_Problem statement_
The answer must be a single number: how many lines below contain "because".

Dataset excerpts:
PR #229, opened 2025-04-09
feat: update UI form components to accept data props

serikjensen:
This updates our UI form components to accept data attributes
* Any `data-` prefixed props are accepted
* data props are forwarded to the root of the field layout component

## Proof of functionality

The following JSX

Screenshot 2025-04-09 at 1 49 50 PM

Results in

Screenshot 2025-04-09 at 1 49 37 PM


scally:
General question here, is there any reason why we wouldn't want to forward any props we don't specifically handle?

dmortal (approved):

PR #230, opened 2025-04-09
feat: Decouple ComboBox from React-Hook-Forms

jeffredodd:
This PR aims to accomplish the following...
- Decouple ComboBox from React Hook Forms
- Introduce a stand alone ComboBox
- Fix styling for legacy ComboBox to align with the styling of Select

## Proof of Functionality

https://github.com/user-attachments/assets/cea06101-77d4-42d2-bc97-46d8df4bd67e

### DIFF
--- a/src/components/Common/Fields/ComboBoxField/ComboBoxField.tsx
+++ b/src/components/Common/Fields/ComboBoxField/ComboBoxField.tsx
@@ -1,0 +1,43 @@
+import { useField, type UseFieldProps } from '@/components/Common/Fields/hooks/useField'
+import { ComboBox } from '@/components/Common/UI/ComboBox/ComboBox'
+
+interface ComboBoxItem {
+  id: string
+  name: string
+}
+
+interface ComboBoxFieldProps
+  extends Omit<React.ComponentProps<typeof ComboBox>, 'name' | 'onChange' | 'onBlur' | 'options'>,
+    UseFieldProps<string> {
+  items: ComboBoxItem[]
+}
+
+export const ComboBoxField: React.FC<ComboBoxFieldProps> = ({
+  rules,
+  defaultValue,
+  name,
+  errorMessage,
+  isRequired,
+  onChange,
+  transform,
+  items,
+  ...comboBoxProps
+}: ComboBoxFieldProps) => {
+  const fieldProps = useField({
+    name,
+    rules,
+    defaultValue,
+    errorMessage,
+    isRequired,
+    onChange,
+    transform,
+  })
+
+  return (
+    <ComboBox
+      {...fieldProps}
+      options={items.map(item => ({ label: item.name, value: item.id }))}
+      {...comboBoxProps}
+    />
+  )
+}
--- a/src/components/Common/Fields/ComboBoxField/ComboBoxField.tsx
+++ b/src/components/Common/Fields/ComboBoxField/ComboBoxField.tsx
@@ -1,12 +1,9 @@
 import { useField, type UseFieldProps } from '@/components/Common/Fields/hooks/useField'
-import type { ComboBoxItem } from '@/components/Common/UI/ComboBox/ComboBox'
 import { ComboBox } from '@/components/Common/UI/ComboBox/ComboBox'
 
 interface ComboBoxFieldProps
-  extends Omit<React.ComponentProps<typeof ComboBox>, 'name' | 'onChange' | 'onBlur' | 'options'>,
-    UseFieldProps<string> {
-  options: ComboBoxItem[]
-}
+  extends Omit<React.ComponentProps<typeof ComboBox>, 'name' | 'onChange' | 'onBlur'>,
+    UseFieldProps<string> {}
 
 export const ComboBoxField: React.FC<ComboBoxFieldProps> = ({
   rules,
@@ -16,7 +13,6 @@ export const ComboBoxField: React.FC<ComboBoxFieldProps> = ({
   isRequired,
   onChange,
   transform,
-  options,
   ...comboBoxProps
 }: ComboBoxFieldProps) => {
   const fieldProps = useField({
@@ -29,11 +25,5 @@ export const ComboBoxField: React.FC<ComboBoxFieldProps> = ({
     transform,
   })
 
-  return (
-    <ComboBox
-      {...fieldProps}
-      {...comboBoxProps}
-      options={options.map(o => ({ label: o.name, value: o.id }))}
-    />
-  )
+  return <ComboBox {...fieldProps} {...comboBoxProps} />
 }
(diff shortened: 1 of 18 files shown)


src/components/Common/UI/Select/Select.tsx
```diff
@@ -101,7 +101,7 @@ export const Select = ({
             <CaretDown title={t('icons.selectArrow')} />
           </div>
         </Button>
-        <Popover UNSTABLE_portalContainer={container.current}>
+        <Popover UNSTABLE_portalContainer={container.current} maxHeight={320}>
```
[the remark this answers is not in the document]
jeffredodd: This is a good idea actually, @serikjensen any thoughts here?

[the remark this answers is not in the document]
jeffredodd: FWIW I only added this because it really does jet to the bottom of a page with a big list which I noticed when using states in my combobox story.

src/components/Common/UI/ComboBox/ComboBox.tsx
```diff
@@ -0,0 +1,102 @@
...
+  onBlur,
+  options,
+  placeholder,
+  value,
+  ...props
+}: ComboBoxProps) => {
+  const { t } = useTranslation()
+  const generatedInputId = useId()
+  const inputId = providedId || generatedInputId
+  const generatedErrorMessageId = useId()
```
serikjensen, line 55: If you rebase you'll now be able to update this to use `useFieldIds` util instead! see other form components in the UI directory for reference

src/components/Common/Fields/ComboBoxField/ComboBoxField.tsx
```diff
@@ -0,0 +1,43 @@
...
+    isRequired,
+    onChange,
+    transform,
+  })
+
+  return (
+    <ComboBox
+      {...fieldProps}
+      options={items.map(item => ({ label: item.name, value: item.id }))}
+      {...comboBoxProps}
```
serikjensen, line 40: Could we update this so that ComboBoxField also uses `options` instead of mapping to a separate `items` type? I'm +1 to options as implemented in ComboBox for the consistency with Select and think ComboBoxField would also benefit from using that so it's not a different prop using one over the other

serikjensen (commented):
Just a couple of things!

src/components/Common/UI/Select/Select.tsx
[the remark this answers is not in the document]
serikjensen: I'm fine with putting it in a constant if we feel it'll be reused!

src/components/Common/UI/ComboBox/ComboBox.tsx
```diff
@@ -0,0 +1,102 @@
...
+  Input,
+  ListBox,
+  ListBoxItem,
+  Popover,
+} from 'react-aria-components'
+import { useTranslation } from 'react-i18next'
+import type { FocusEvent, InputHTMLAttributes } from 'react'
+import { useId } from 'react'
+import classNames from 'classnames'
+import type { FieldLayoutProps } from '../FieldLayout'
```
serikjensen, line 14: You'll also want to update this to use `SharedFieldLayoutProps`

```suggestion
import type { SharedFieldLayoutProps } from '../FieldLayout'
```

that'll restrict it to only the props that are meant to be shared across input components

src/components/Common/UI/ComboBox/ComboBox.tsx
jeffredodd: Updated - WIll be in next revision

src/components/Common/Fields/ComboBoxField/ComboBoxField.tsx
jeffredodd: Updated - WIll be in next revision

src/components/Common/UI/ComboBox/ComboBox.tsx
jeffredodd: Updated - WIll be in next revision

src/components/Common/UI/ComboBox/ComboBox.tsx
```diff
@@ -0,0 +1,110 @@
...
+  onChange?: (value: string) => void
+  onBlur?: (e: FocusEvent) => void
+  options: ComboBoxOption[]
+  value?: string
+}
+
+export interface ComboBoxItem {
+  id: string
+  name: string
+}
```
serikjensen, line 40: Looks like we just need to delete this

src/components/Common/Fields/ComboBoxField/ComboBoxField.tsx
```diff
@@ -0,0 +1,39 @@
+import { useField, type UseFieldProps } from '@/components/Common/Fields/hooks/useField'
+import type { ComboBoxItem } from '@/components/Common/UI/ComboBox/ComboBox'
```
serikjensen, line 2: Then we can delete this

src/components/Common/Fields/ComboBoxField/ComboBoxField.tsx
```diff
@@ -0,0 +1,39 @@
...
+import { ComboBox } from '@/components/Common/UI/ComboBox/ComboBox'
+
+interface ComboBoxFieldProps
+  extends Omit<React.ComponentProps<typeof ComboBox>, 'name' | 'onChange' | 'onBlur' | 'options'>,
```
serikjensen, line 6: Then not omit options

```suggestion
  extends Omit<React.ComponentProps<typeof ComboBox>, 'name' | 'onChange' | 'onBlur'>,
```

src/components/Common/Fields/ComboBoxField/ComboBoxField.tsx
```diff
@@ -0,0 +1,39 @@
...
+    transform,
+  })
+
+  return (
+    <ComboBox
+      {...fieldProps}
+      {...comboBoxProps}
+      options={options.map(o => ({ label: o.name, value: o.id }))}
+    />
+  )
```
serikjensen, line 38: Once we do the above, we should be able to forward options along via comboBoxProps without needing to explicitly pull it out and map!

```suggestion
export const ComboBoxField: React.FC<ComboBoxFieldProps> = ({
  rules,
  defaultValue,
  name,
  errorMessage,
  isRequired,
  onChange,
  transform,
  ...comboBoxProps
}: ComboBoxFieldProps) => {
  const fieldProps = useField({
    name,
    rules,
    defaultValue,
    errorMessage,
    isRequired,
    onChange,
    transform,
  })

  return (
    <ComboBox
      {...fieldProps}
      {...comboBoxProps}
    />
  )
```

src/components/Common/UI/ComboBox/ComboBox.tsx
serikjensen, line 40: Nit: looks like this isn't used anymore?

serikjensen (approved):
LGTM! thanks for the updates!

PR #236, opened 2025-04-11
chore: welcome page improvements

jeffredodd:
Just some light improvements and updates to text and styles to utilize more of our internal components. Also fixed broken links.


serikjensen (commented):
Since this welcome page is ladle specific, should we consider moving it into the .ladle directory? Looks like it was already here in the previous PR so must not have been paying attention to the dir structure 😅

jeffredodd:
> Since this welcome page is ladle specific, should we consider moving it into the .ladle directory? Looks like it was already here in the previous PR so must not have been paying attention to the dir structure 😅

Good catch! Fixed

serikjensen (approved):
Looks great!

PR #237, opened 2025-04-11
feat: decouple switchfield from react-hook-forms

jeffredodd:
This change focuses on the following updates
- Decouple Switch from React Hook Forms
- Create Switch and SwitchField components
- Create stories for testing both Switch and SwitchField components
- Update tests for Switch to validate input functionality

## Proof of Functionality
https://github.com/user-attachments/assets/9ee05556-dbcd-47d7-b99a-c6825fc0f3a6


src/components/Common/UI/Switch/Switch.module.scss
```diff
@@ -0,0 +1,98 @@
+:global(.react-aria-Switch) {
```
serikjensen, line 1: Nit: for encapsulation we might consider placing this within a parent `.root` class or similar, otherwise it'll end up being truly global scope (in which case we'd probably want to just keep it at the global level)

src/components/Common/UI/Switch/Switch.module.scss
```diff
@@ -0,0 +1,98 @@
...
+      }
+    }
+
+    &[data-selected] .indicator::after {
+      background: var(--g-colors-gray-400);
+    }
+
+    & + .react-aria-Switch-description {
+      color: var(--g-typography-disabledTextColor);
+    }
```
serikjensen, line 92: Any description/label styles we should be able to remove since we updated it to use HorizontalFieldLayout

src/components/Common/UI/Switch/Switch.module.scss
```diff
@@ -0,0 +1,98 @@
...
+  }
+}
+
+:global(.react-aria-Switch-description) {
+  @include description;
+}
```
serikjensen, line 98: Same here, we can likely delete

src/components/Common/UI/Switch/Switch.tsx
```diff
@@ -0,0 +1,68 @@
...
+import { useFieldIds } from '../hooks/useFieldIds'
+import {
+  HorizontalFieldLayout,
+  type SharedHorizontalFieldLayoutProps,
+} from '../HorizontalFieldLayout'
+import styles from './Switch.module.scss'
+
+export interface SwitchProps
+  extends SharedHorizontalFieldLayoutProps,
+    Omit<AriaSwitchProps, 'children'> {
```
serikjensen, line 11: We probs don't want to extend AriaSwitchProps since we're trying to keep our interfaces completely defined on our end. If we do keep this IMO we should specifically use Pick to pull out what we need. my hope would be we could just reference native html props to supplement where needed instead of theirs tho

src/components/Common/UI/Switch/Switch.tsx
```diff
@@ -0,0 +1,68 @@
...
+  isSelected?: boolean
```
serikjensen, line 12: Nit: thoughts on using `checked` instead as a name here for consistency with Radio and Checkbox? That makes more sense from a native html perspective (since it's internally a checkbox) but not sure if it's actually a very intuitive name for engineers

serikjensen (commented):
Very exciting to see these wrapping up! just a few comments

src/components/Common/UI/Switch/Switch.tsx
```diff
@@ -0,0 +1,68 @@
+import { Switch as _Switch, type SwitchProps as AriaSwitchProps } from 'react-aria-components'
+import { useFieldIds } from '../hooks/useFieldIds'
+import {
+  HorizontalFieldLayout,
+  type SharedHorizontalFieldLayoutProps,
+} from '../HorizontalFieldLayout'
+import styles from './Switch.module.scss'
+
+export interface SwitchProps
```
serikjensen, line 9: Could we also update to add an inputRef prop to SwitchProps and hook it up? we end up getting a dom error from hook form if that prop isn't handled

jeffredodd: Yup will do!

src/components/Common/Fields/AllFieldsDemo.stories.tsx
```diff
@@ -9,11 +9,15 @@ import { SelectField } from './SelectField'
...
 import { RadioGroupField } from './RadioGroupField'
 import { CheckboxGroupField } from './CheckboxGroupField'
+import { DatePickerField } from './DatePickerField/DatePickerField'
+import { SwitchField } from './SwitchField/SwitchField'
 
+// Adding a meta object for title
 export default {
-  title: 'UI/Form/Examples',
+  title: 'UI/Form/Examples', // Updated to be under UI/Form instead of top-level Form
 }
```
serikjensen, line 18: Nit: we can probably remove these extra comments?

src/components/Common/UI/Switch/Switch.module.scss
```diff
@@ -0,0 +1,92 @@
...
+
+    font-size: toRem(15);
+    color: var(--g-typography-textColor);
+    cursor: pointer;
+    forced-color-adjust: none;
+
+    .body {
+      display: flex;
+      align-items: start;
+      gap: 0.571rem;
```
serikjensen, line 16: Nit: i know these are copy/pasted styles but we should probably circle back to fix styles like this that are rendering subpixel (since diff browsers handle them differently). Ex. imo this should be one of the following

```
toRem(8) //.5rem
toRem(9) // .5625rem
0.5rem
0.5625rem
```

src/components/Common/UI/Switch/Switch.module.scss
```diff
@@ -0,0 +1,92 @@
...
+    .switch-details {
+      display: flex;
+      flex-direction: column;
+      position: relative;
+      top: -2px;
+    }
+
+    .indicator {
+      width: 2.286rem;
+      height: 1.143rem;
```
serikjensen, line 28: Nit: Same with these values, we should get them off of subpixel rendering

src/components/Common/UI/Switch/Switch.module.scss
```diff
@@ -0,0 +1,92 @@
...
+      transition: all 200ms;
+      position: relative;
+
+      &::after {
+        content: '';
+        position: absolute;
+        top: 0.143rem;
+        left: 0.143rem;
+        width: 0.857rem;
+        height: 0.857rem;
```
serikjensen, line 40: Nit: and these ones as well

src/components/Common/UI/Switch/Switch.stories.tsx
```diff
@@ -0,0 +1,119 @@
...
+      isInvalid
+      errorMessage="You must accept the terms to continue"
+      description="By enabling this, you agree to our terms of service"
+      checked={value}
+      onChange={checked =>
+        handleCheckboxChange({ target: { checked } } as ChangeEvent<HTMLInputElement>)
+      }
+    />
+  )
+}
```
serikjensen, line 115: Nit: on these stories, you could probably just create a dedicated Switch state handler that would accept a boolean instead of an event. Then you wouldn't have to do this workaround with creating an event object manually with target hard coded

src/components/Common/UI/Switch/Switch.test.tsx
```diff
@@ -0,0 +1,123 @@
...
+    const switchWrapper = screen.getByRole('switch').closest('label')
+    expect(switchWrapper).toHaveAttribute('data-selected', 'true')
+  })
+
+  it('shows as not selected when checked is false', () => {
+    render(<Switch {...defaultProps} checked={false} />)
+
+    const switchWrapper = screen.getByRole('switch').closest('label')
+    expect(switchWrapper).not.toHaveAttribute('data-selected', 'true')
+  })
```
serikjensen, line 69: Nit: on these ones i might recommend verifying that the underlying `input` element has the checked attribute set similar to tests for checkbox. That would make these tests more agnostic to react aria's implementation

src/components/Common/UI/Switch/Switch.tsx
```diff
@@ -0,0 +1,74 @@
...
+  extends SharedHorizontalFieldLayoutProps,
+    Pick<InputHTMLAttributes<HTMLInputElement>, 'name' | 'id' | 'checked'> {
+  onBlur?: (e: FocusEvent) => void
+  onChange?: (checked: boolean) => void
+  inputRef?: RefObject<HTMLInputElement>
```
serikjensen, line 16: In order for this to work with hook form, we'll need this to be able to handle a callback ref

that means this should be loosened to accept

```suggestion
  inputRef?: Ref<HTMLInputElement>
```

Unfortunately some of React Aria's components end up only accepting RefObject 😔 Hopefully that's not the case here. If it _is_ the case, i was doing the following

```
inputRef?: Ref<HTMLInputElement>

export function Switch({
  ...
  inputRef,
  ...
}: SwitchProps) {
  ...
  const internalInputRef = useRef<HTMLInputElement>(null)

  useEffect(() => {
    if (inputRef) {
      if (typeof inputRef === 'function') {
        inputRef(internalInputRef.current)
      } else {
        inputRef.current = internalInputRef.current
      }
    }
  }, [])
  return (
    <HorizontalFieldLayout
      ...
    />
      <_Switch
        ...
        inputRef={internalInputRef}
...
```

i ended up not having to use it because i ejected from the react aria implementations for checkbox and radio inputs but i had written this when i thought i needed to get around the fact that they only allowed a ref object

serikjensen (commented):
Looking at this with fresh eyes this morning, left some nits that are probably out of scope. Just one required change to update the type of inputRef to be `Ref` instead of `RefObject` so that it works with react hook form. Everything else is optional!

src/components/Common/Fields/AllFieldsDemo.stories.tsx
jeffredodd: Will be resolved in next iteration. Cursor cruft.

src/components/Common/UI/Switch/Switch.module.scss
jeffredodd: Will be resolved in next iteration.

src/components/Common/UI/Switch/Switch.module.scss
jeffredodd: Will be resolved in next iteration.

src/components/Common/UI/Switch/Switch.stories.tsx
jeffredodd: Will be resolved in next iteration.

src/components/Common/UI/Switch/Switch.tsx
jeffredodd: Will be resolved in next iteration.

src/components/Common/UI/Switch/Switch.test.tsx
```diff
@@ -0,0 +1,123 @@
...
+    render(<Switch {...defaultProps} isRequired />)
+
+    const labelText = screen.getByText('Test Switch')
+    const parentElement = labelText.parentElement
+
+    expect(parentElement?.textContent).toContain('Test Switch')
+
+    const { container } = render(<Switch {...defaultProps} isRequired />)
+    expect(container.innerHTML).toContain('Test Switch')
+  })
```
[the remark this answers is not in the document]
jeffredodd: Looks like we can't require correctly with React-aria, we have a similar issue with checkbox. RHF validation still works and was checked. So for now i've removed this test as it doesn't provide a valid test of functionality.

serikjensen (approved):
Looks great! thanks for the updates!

_Solution to the exercise_
2